I’ve tried using v0.15 and v0.14 of the package as well, and ran into similar errors there. I haven’t been able to get this to successfully run once, and it’s in its own isolated (fresh) dbt project. What am I missing/doing wrong? :sweat_smile:

I don’t recognise this error to be honest outside of data loads but this is a query. Unfortunately given that it’s not a particularly verbose error message I’d consider reaching out to AWS support to elaborate on what a 8001 actually means.

Another option that may give you additional details is to try and run that query within redshift and see if you get any further details for that error message, unfortunately the redshift python adapter is pretty poor at cascading error details.

Here’s the detail I get when running the query directly in Redshift:

Query 1 ERROR: ERROR: 8001
DETAIL: The combined length of columns processed in the SQL statement exceeded the query-processing limit of 65535 characters

Isn’t it strange that I’m getting this error (or any error?) running this package in a clean dbt project with no other packages (except the ones snowplow_web depends on) or models?

Yes it is odd, especially with trying older versions of the package as well. I assume you’ve tried doing this with a full refresh for each version of the package you’ve tried?

I wonder if something weird has happened with the loader, do any of your atomic fields have a varchar(max) length (65535)?
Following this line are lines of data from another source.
PR #350, opened 2016-11-25
External Filtering

### LINKED ISSUE #259: Custom filtering

### LINKED ISSUE #260: Lazy loading of items
A database might have hundreds of thousands of rows of items that should be displayed in the combo box. Rather than always sending all of the items to the client, it should be possible to load the items lazily.

The first "page" of items could be loaded when the user opens the dropdown (focuses the field or clicks the toggle button). After that, new items/pages would be loaded on demand when the users either scrolls the or filters the list.

There should be a visual indication to the end user when new items are being loaded (perhaps a spinner in place of the toggle button).

### LINKED ISSUE #284: Expose input-element-value to facilitate AJAX requests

@robk I’ve got a theory about this, can you confirm what type the domain_userid field is in your events table in redshift please?

hey @Ryandomain_userid is field type character varying(128)

Not sure if this is related to your theory, but I was able to trace the issue back to the base_create_snoplow_quarantined_sessions.sql macro in snowplow_utils. That macro references another, snowplow_utils.type_max_string.

That last macro was setting the session_id field in the snowplow_web_base_quarantined_sessions table to character varying(65525). By updating the type_max_string macro to be less than the max (I arbitrarily chose character varying(6000)), I was able to get the package to run successfully.

Oh nice thanks! I guess the issue is in the subquery we use that table in. We’re working on a few other fixes for a new version so we’ll add that in there.